The Bear Bryant Hilton
Football may not be king at the University of Alabama, but it lives like one in the ultimate of athletic dormitories. Coach Paul (Bear) Bryant's palace-away-from-home for proven players cost $1 million when completed in the spring of 1963. Brick colonial on the exterior, Italian provincial inside, the dorm is fully air-conditioned and houses 130 boys, two to a spacious room (upper right), 100 of them football players, 20 basketball, six baseball and four track men. Golfers, tennis players or swimmers might qualify "if they're winners," says Publicist Charley Thornton.

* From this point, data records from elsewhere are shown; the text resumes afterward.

PR #294, opened 2020-12-01
Allow use statements in defmt-test

### LINKED ISSUE #289: defmt-test: Allow use in test module
Hey, I'd like to propose a feature request:

Support use statements in the `#[defmt_test::tests]` macro. 
It is pretty common to import the output scope via `use super::*;`. 
But this is currently not possible:

```patch
 testsuite/tests/test.rs | 2 ++
 1 file changed, 2 insertions(+)

diff --git a/testsuite/tests/test.rs b/testsuite/tests/test.rs
index d1002ce..7a8d75b 100644
--- a/testsuite/tests/test.rs
+++ b/testsuite/tests/test.rs
@@ -7,6 +7,8 @@ use {{crate_name}} as _; // memory layout + panic handler
 // feature)
 #[defmt_test::tests]
 mod tests {
+    use super::*;
+
     #[test]
     fn assert_true() {
         assert!(true)
```

```log
$ cargo test
   ...
   Compiling use-test v0.1.0 (/tmp/use-test)
   Compiling testsuite v0.1.0 (/tmp/use-test/testsuite)
error: only function items are allowed
  --> testsuite/tests/test.rs:10:5
   |
10 |     use super::*;
   |     ^^^

error: aborting due to previous error

error: could not compile `testsuite`
```

As we can see, this case is currently just not taken into consideration:

https://github.com/knurling-rs/defmt/blob/2657a8db30a67c7f225611e2c14cb2759df876da/firmware/defmt-test/macros/src/lib.rs#L133-L138

The current workaround I use, it to declare the `use` statement in the function scope, e.g.

```patch
 #[defmt_test::tests]
 mod tests {
-    use super::*;
-
     #[test]
     fn assert_true() {
+        use super::*;
+         
         assert!(true)
```

If you point me into the right directions I could try to implement this
feature myself. But I've no experience writing procedural macros, so any help
is appreciated :)

Sh3Rm4n:
Closes #289 

Thanks to @japaric's [detailed instructions](https://github.com/knurling-rs/defmt/issues/289#issuecomment-735751942) this was straight forward to implement. 

The only thing missing right now, is to update the error message, as "only function items are allowed" is no longer true.

### DIFF
--- a/firmware/defmt-test/macros/src/lib.rs
+++ b/firmware/defmt-test/macros/src/lib.rs
@@ -34,6 +34,7 @@ fn tests_impl(args: TokenStream, input: TokenStream) -> parse::Result<TokenStrea
 
     let mut init = None;
     let mut tests = vec![];
+    let mut imports = vec![];
     for item in items {
         let item_span = item.span();
         match item {
@@ -130,10 +131,14 @@ fn tests_impl(args: TokenStream, input: TokenStream) -> parse::Result<TokenStrea
                 }
             }
 
+            Item::Use(u) => {
+                imports.push(u);
+            }
+
             _ => {
                 return Err(parse::Error::new(
                     item.span(),
-                    "only function items are allowed",
+                    "only `#[test]` functions and imports (`use`) are allowed in this scope",
                 ));
             }
         }
@@ -194,6 +199,7 @@ fn tests_impl(args: TokenStream, input: TokenStream) -> parse::Result<TokenStrea
         .map(|test| format!(".. {} ok", test.ident))
         .collect::<Vec<_>>();
     Ok(quote!(mod #ident {
+        #(#imports)*
         // TODO use `cortex-m-rt::entry` here to get the `static mut` transform
         #[export_name = "main"]
         unsafe extern "C" fn __defmt_test_entry() -> ! {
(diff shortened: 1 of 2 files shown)


firmware/defmt-test/macros/src/lib.rs
```diff
@@ -130,9 +131,14 @@ fn tests_impl(args: TokenStream, input: TokenStream) -> parse::Result<TokenStrea
...
 
+            Item::Use(u) => {
+                imports.push(u);
+            }
+
             _ => {
                 return Err(parse::Error::new(
                     item.span(),
+                    // TODO Make error message generic over Item
                     "only function items are allowed",
```
japaric, line 142: perhaps this should now say "only `#[test]` functions and imports (`use`) are allowed in this scope" (*). I think the error will have the right span and point to the item (e.g. a struct item) that's not allowed so I don't think it's super critical to report e.g. "this struct item is not allowed" from this error message.

(*) I *think* we don't allow non-`#[test]` functions here but can't remember

japaric (approved):
Looks great! I think that with an updated error message this would be good to go.

firmware/defmt-test/macros/src/lib.rs
Sh3Rm4n: > I think we don't allow non-#[test] functions here but can't remember

That is correct. 

This feature is only one addition to supported items. I did update the error to your suggestion. 
When more Items are supported the error should be made more generic, as manually declaring
which is, and which is not allowed seems error prone. 
However, this is nothing to worry about now. 

From my side this PR is ready to go :)

jonas-schievink (approved):
Great, thanks!

PR #296, opened 2020-12-03
Allow skipping the defmt version check

jonas-schievink:
If we add a `--ignore-version-mismatch` flag to probe-run, this will make development a bit easier.

### DIFF
--- a/elf2table/src/lib.rs
+++ b/elf2table/src/lib.rs
@@ -21,10 +21,21 @@ pub use defmt_decoder::Table;
 use defmt_decoder::{StringEntry, TableEntry};
 use object::{Object, ObjectSection};
 
-/// Parses an ELF file and returns the decoded `defmt` table
+/// Parses an ELF file and returns the decoded `defmt` table.
 ///
-/// This function returns `None` if the ELF file contains no `.defmt` section
+/// This function returns `None` if the ELF file contains no `.defmt` section.
 pub fn parse(elf: &[u8]) -> Result<Option<Table>, anyhow::Error> {
+    parse_impl(elf, true)
+}
+
+/// Like `parse`, but does not verify that the defmt version in the firmware matches the host.
+///
+/// Use with caution, this is meant for defmt/probe-run development only.
+pub fn parse_ignore_version(elf: &[u8]) -> Result<Option<Table>, anyhow::Error> {
+    parse_impl(elf, false)
+}
+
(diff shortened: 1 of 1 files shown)


elf2table/src/lib.rs
```diff
@@ -21,10 +21,21 @@ pub use defmt_decoder::Table;
...
 ///
-/// This function returns `None` if the ELF file contains no `.defmt` section
+/// This function returns `None` if the ELF file contains no `.defmt` section.
 pub fn parse(elf: &[u8]) -> Result<Option<Table>, anyhow::Error> {
+    parse_impl(elf, true)
+}
+
+/// Like `parse`, but does not verify that the defmt version in the firmware matches the host.
+///
+/// Use with caution, this is meant for defmt/probe-run development only.
```
Lotterleben, line 33: nitpick: I'd put this at the top of the docs so it can't be overseen. plus the `--ignore-version-mismatch`probe-run flag should get a "CAUTION: .." doc too?

elf2table/src/lib.rs
```diff
@@ -75,7 +86,9 @@ pub fn parse(elf: &[u8]) -> Result<Option<Table>, anyhow::Error> {
         }
     };
 
-    defmt_decoder::check_version(version).map_err(anyhow::Error::msg)?;
+    if check_version {
```
Lotterleben, line 89: personally, I'd rather pull this out of `parse_impl()` and move it into `parse()` right before the call to `parse_impl()`. That way we can avoid having a flag argument* as well as tight coupling between the parsing and defmt consistency check, which imo are two different tasks.

* the function names of `parse_ignore_version()` and `parse()` imo already communicate what's happening better than parse(.. , true) does

jonas-schievink: Doing the version check requires some amount of processing to get the `version`, so I'd have to duplicate that into the caller.

> tight coupling between the parsing and defmt consistency check, which imo are two different tasks.

There is some amount of intentional coupling between them, for example, we always check that there's only one version in use, and we check for the existence of the `.defmt` section and the version symbol to determine whether defmt is in use at all, or the linker script is broken.

This PR is only intended to skip the version check, not any of the other consistency checks.

Lotterleben: hrm , ok then that's maybe one for future refactoring sessions...

Lotterleben (approved):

The dorm has a library, two study rooms, a recreation room, a TV room with a 23-inch color television set, and two full-time dieticians to make the dining room hours (opposite) pass heartily. Steak is served every night and twice on Saturday. There are four luxury guest rooms for visiting mamas and papas. A swimming pool is to be added off the back (it was not put in immediately because, as Coach Bryant's wife said, "some people might think it a bit much") and Bryant has ordered a fountain for the front lawn. Last April the state legislature named the dorm Paul W. Bryant Hall, but it may be having second thoughts. Already this season Alabama has lost, and some legislators may be wondering if life has not become just a little too soft in Paul W. Bryant Hall.
It could be the lobby of the Fontainebleau Hotel in Miami Beach. It is, in fact, the entrance foyer of the athletes' dorm, where players and a proud Paul Bryant pose among marble columns, Italian lanterns and prints of Roman ruins.